BEGIN

PR #361, opened 2023-03-24
timer: allow timers with very short intervals

### LINKED ISSUE #359: Timers are not called if the ticks value is "too small"
This was tested on hardware

Consider the simple rom:
```c
#include <libdragon.h>

// set to 1 when the timer callback runs
volatile int timer_i = 0;

void timer_callback(int ovfl)
{
    timer_i = 1;
}

int main(void)
{
    display_init(RESOLUTION_320x240, DEPTH_16_BPP, 2, GAMMA_NONE, ANTIALIAS_RESAMPLE);
    timer_init();

    // have timer_callback called every 1000 ticks
    new_timer(1000, TF_CONTINUOUS, timer_callback);

    int i = 0; // frame counter, mostly to make sure something is happening

    // increment i, and display i and timer_i on screen, every frame
    while (1)
    {
        i++;

        surface_t *surf;
        while ((surf = display_lock()) == NULL)
            ;

        graphics_fill_screen(surf, graphics_make_color(0, 0, 0, 0));

        char buf[100];
        snprintf(buf, sizeof(buf), "i=%d  timer_i=%d", i, timer_i);
        graphics_draw_text(surf, 10, 50, buf);

        display_show(surf);
    }
}
```
as expected this results in `timer_i=1` since `timer_callback` is run 1000 ticks or so after boot:
image

However if 1000 is changed to 1 (for example) (i.e. `new_timer(1, TF_CONTINUOUS, timer_callback);`) then it stays `timer_i=0`, indicating the timer callback never runs (note: `i` keeps incrementing)

image

Same thing with `TF_ONE_SHOT` instead of `TF_CONTINUOUS`.

Some limited testing shows 100 (`new_timer(100, TF_CONTINUOUS, timer_callback);`) doesn't run the callback but 200 does

rasky:
The timer module currently happens to ignore timers scheduled with very small interval. This is not a deliberate choice but rather an implementation issue: if the expiration timer is shorter than the time it takes to the timer library to setup the new timer (including intervening other interrupts that might happen meanwhile), the timer basically is scheduled on the next timer wraparound (~90 secs). This behavior is obviously buggy.

This commit changes the timer code to account for a timer that expires too soon by basically polling the timer queue immediately after the timer is scheduled.

Continuous timers with very short interval would now effectively cause an infinite loop. To avoid a hard freeze without notifying the user, we add an assert in case a timer expires more than 1000 times in a row within the same interrupt. Moreover, we also adjust a bit the code to allow to call stop_timer from within a timer callback, in case a timer wants to stop itself; this also allows us to write a test for this whole issue.

Fixes #359

### DIFF
--- a/src/timer.c
+++ b/src/timer.c
@@ -182,12 +182,13 @@ static int __proc_timers(timer_link_t * thead)
 }
 
 /**
- * @brief Timer interrupt callback function
+ * @brief Poll the timer list and run callbacks for expired timers
  *
- * This function is called by the interrupt controller whenever 
- * compare == count.
+ * This function is called by the interrupt handler whenever 
+ * compare == count, and also when inserting into or removing
+ * from the timers list to improve handling timers with tiny delays
  */
-static void timer_interrupt_callback(void)
+static void timer_poll(void)
 {
 	uint32_t loop_count = 0;
 	while (__proc_timers(TI_timers)) {
@@ -248,7 +249,7 @@ void timer_init(void)
 	C0_WRITE_COUNT(1);
 	C0_WRITE_COMPARE(0);
 	set_TI_interrupt(1);
-	register_TI_handler(timer_interrupt_callback);
+	register_TI_handler(timer_poll);
 	enable_interrupts();
 }
 
@@ -287,7 +288,7 @@ timer_link_t *new_timer(int ticks, int flags, timer_callback1_t callback)
 			timer->next = TI_timers;
 			TI_timers = timer;
 			timer_update_compare(TI_timers, now);
-			timer_interrupt_callback();
+			timer_poll();
 		}
 
 		enable_interrupts();
@@ -331,7 +332,7 @@ timer_link_t *new_timer_context(int ticks, int flags, timer_callback2_t callback
 			timer->next = TI_timers;
 			TI_timers = timer;
 			timer_update_compare(TI_timers, now);
-			timer_interrupt_callback();
+			timer_poll();
 		}
 
 		enable_interrupts();
@@ -373,7 +374,7 @@ void start_timer(timer_link_t *timer, int ticks, int flags, timer_callback1_t ca
 			timer->next = TI_timers;
 			TI_timers = timer;
 			timer_update_compare(TI_timers, now);
-			timer_interrupt_callback();
+			timer_poll();
 		}
 
 		enable_interrupts();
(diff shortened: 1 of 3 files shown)


src/timer.c
```diff
@@ -92,6 +96,7 @@ static void timer_update_compare(timer_link_t *head) {
  */
 static int __proc_timers(timer_link_t * thead)
 {
+	// static int loop_count = 0;
```
Dragorn421:
```suggestion
```

src/timer.c
```diff
@@ -408,14 +433,16 @@ void restart_timer(timer_link_t *timer)
 {
 	if (timer)
 	{
+		disable_interrupts();
+
+		uint32_t now = TICKS_READ();
 		timer->left = TICKS_READ() + (int32_t)timer->set;
```
Dragorn421:
```suggestion
		timer->left = now + (int32_t)timer->set;
```
not that it matters I think but while you're at it

src/timer.c
```diff
@@ -177,11 +190,15 @@ static int __proc_timers(timer_link_t * thead)
  */
 static void timer_interrupt_callback(void)
```
Dragorn421: the comment on this function says
```
 *
 This function is called by the interrupt controller whenever 
 * compare == count.
```
I'd suggest either amending the comment, for example add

END

TASK REQUIREMENTS → Exactly reproduce every line found in the records.

SOLUTION →
PR #361, opened 2023-03-24
timer: allow timers with very short intervals

### LINKED ISSUE #359: Timers are not called if the ticks value is "too small"
This was tested on hardware

Consider the simple rom:
```c
#include <libdragon.h>

// set to 1 when the timer callback runs
volatile int timer_i = 0;

void timer_callback(int ovfl)
{
    timer_i = 1;
}

int main(void)
{
    display_init(RESOLUTION_320x240, DEPTH_16_BPP, 2, GAMMA_NONE, ANTIALIAS_RESAMPLE);
    timer_init();

    // have timer_callback called every 1000 ticks
    new_timer(1000, TF_CONTINUOUS, timer_callback);

    int i = 0; // frame counter, mostly to make sure something is happening

    // increment i, and display i and timer_i on screen, every frame
    while (1)
    {
        i++;

        surface_t *surf;
        while ((surf = display_lock()) == NULL)
            ;

        graphics_fill_screen(surf, graphics_make_color(0, 0, 0, 0));

        char buf[100];
        snprintf(buf, sizeof(buf), "i=%d  timer_i=%d", i, timer_i);
        graphics_draw_text(surf, 10, 50, buf);

        display_show(surf);
    }
}
```
as expected this results in `timer_i=1` since `timer_callback` is run 1000 ticks or so after boot:
image

However if 1000 is changed to 1 (for example) (i.e. `new_timer(1, TF_CONTINUOUS, timer_callback);`) then it stays `timer_i=0`, indicating the timer callback never runs (note: `i` keeps incrementing)

image

Same thing with `TF_ONE_SHOT` instead of `TF_CONTINUOUS`.

Some limited testing shows 100 (`new_timer(100, TF_CONTINUOUS, timer_callback);`) doesn't run the callback but 200 does

rasky:
The timer module currently happens to ignore timers scheduled with very small interval. This is not a deliberate choice but rather an implementation issue: if the expiration timer is shorter than the time it takes to the timer library to setup the new timer (including intervening other interrupts that might happen meanwhile), the timer basically is scheduled on the next timer wraparound (~90 secs). This behavior is obviously buggy.

This commit changes the timer code to account for a timer that expires too soon by basically polling the timer queue immediately after the timer is scheduled.

Continuous timers with very short interval would now effectively cause an infinite loop. To avoid a hard freeze without notifying the user, we add an assert in case a timer expires more than 1000 times in a row within the same interrupt. Moreover, we also adjust a bit the code to allow to call stop_timer from within a timer callback, in case a timer wants to stop itself; this also allows us to write a test for this whole issue.

Fixes #359

### DIFF
--- a/src/timer.c
+++ b/src/timer.c
@@ -182,12 +182,13 @@ static int __proc_timers(timer_link_t * thead)
 }
 
 /**
- * @brief Timer interrupt callback function
+ * @brief Poll the timer list and run callbacks for expired timers
  *
- * This function is called by the interrupt controller whenever 
- * compare == count.
+ * This function is called by the interrupt handler whenever 
+ * compare == count, and also when inserting into or removing
+ * from the timers list to improve handling timers with tiny delays
  */
-static void timer_interrupt_callback(void)
+static void timer_poll(void)
 {
 	uint32_t loop_count = 0;
 	while (__proc_timers(TI_timers)) {
@@ -248,7 +249,7 @@ void timer_init(void)
 	C0_WRITE_COUNT(1);
 	C0_WRITE_COMPARE(0);
 	set_TI_interrupt(1);
-	register_TI_handler(timer_interrupt_callback);
+	register_TI_handler(timer_poll);
 	enable_interrupts();
 }
 
@@ -287,7 +288,7 @@ timer_link_t *new_timer(int ticks, int flags, timer_callback1_t callback)
 			timer->next = TI_timers;
 			TI_timers = timer;
 			timer_update_compare(TI_timers, now);
-			timer_interrupt_callback();
+			timer_poll();
 		}
 
 		enable_interrupts();
@@ -331,7 +332,7 @@ timer_link_t *new_timer_context(int ticks, int flags, timer_callback2_t callback
 			timer->next = TI_timers;
 			TI_timers = timer;
 			timer_update_compare(TI_timers, now);
-			timer_interrupt_callback();
+			timer_poll();
 		}
 
 		enable_interrupts();
@@ -373,7 +374,7 @@ void start_timer(timer_link_t *timer, int ticks, int flags, timer_callback1_t ca
 			timer->next = TI_timers;
 			TI_timers = timer;
 			timer_update_compare(TI_timers, now);
-			timer_interrupt_callback();
+			timer_poll();
 		}
 
 		enable_interrupts();
(diff shortened: 1 of 3 files shown)


src/timer.c
```diff
@@ -92,6 +96,7 @@ static void timer_update_compare(timer_link_t *head) {
  */
 static int __proc_timers(timer_link_t * thead)
 {
+	// static int loop_count = 0;
```
Dragorn421:
```suggestion
```

src/timer.c
```diff
@@ -408,14 +433,16 @@ void restart_timer(timer_link_t *timer)
 {
 	if (timer)
 	{
+		disable_interrupts();
+
+		uint32_t now = TICKS_READ();
 		timer->left = TICKS_READ() + (int32_t)timer->set;
```
Dragorn421:
```suggestion
		timer->left = now + (int32_t)timer->set;
```
not that it matters I think but while you're at it

src/timer.c
```diff
@@ -177,11 +190,15 @@ static int __proc_timers(timer_link_t * thead)
  */
 static void timer_interrupt_callback(void)
```
Dragorn421: the comment on this function says
```
 *
 This function is called by the interrupt controller whenever 
 * compare == count.
```
I'd suggest either amending the comment, for example add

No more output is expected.